Manfaatdari asuransi pendidikan komersial ini adalah agar semua rakyat
miskin dapat bersekolah disemua tempat baik itu milik pemerintah maupun
milik swasta
Analisis pembiayaan
pendidikan berbasis subsidi silang. Artinya, pihak-pihak yang memang mampu
(perusahaan, masyarakat, orangtua, dan lainnya) layaklah diminta untuk
memberikan kontribusi besar/banyak ke pendidikan (CSR pendidikan),
sementara mereka yang tidak mampu harus disubsidi dari uang kontribusi mereka
yang mampu. Dengan kata lain, dunia pendidikan kita harus semakin adil demi
peningkatan mutu, adil di mata pemerintah, sekolah, dan masyarakat.
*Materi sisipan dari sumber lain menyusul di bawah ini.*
PR #7, opened 2016-03-15
Pull request hip

sunway513:
Hello Simon,
This pull request is on behalf of HIP team from AMD, to add GPU-STREAM for HIP-compatible devices.
 
The first [commit](https://github.com/UoB-HPC/GPU-STREAM/commit/fdeb20601fc33d76383b2f833cb902f80225d025) contains the minimum support for running GPU-STREAM benchmark on HIP.
The second [commit](https://github.com/UoB-HPC/GPU-STREAM/commit/11053798ff7dca2bd8eb7a8e5bacac10758b5159) includes the improvement we have made to use optional looper kernel and take command-line parameters for groups and groupSize. We observed significant performance gain by using the looper kernels for single precision type. 

Please kindly review the pull request and let us know any questions or suggestions.

Thanks,
Peng


tomdeakin:
It would be great if you could clarify some things about HIP for us. From what we understand, HIP allows for a translation of CUDA source into HIP source, which you then compile and can link into a variety of back ends. As such, is the `hip-stream.cpp` file auto generated?

Also, it would be great if the addition of the results were in separate commits to the HIP source commit.

sunway513:
Hello Tom,
Thanks for the reply.

CUDA source code could be partially translated by the tool called hipify, more details have been introduced in the following blog:
http://gpuopen.com/hip-to-be-squared-an-introductory-hip-tutorial/

The hip-stream.cpp in the first commit was mostly auto-generated from the cuda-stream.cu file by hipify; while the looper optimizations was manually added in hip-stream.cpp in the second commit.

And sure, I will remove the results and submit them in a separate commit.
Please let us know if anything more we need to clarify regarding HIP and the pull request. 

Regards,
Peng

tomdeakin:
Hello Peng,

Thanks for clarifying a few things for us.

It would be good to see the looper kernels implemented in both the OpenCL and CUDA versions so that we can have a fair comparison, especially as you said this helps on some devices with single precision. It would be best to put this in two commits, one for each version.

Then, given the that HIP version is mostly auto generated with a new manual edits, is it possible that you could write a sed script for the generic HIP manual edits to the generated version, and let the Makefile completely auto generate the HIP code?

Thanks for separating the results commit from the source changes, but there is still a mix of results in the one commit. We would really like each result file to be it's own commit so we can pull in the results one-by-one.

bensander:
Hip is designed as a porting toolkit rather than a makefile step.   There are several reasons for this including :
- hip implements a well defined subset of Cuda.  Programmers who code to hip are guaranteed their program will run on both Nvidia and Amd palforms, but not all cuda programs can be directly / automatically translated to hip.
- hip has some features specifically designed to enabled porting.  A good example is the arch feature flags (i.e. hasDoubles) - the hip implementation is portable to either arch while Cuda offers no such guarantee.
- hip also uses wider 64bit int types for some cross lane instructions (i.e. Ballot, shuffle) to account for the option of a wider warp width such as used in AMD Fiji.

Overall we are seeing same performance for hip ports as compared to native cuda - the hip layer is very thin.  For projects that want a single maintainable code base we recommend a one time port to hip, then perform subsequent development in the hip repository. Many benchmarks have multiple back ends (i.e. Cuda, Opencl, openmp,  openacc) and for these cases it can be interesting to add hip to the mix for comparison purposes on performance, loc complexity, etc.

-Ben

On Mar 31, 2016, at 9:35 AM, Tom Deakin <notifications@github.com<mailto:notifications@github.com>> wrote:


Hello Peng,

Thanks for clarifying a few things for us.

It would be good to see the looper kernels implemented in both the OpenCL and CUDA versions so that we can have a fair comparison, especially as you said this helps on some devices with single precision. It would be best to put this in two commits, one for each version.

Then, given the that HIP version is mostly auto generated with a new manual edits, is it possible that you could write a sed script for the generic HIP manual edits to the generated version, and let the Makefile completely auto generate the HIP code?

Thanks for separating the results commit from the source changes, but there is still a mix of results in the one commit. We would really like each result file to be it's own commit so we can pull in the results one-by-one.

-

sunway513:
Hello Tom,
Thanks for your comments.
I have spitted the submitted results one per commits here for your convenience merging to the main repository. 
Besides, the new [commit](207701219a6346bf7f833f9f463fc9f93a6c3971) includes the looper optimization for cuda version. 
Please review the pull request and let me know if you have further comments.

Regards,
Peng

sunway513:
Hello Tom,
Did you have a chance to review our pull request recently?
Please let me know if there is anything else we want to discuss to get it merged.

Regards,
Peng

tomdeakin:
We're a bit confused about how  `CLUMP_SIZE` is set. It looks like it's only in the copy kernel, and isn't used in any of the others, and it's hard coded to 1 anyway. Are you able to describe in words what this parameter does?

We are about to embark on a significant rewrite of GPU-STREAM, which will be a major release. We will include a HIP version in this rewrite too, so we will merge in your commit after clarifying `CLUMP_SIZE` for us.

Thanks for your patience.

sunway513:
Hello Tom,
Thanks for the reply. We are glad to know you will have a major release soon on GPU-STREAM and HIP will be included in the rewrite.

Regarding your query, we reconsidered the CLUMP_SIZE usage in this scenario. We decide to remove the CLUMP_SIZE from the pull request for now, and will update this part when we have further support later.

Regards,
Peng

E. Kesimpulan Dan Rekomendasi
Berdasarkan uraian
diatas dapat disimpulkan hal-hal sebagai berikut :
1. UUD
1945 mengamanatkan bahwa Pendidikan merupakan hak bagi setiap warga negara tetapi pendidikan dasar merupakan kewajiban yang harus diikuti oleh setiap warga negara dan pemerintah wajib membiayai kegiatan tersebut.
2. Pendidikan
menjadi salah satu kunci penanggulangan kemiskinan dalam jangka menengah dan jangka panjang. Namun, sampai dengan saat ini masih banyak orang miskin yang memiliki keterbatasan akses untuk memperoleh pendidikan bermutu.
3. Tanggung
jawab dalam mengatasi masalah pendidikan untuk rakyat miskin bukan saja
terletak pada pemerintah, namun merupakan tanggung jawab kita bersama termasuk
dari kalangan dunia usaha/swasta.
Kepada pemerintah
baik pusat maupun daerah hendaknya dapat benar-benar menerapkan anggaran
20% untuk pendidikan dan bisa direalisasikan dengan
nyata serta konsisten. UUD 1945 Pasal 31 ayat (4) mengamanatkan bahwa
negara memprioritaskan anggaran pendidikan sekurang-kurangnya 20% dari APBN dan
APBD untuk memenuhi kebutuhan penyelenggaraan pendidikan nasional. Bahkan, UU
No. 20/2003 tentang Sisdiknas Pasal 49 ayat (1) menegaskan bahwa dana
pendidikan selain gaji pendidik dan biaya pendidikan kedinasan dialokasikan
minimal 20% dari APBN pada sektor pendidikan dan minimal 20% dari APBD.
Pendidikan jangan
dikomersialisasikan karena hanya akan menambah beban bagi rakyat miskin atau
tidak mampu untuk mendapatkan pendidikan yang layak.
Sumber Bacaan
Suharto, Edi.
2008. Kebijakan Sosial Sebagai Kebijakan
Publik. Bandung:
Alfabeta.
Suharto, Edi.
2009. Kemiskinan dan Perlindungan Sosial
di Indonesia: Menggagas Model Jaminan Sosial Universal Bidang Kesehatan. Bandung: Alfabeta.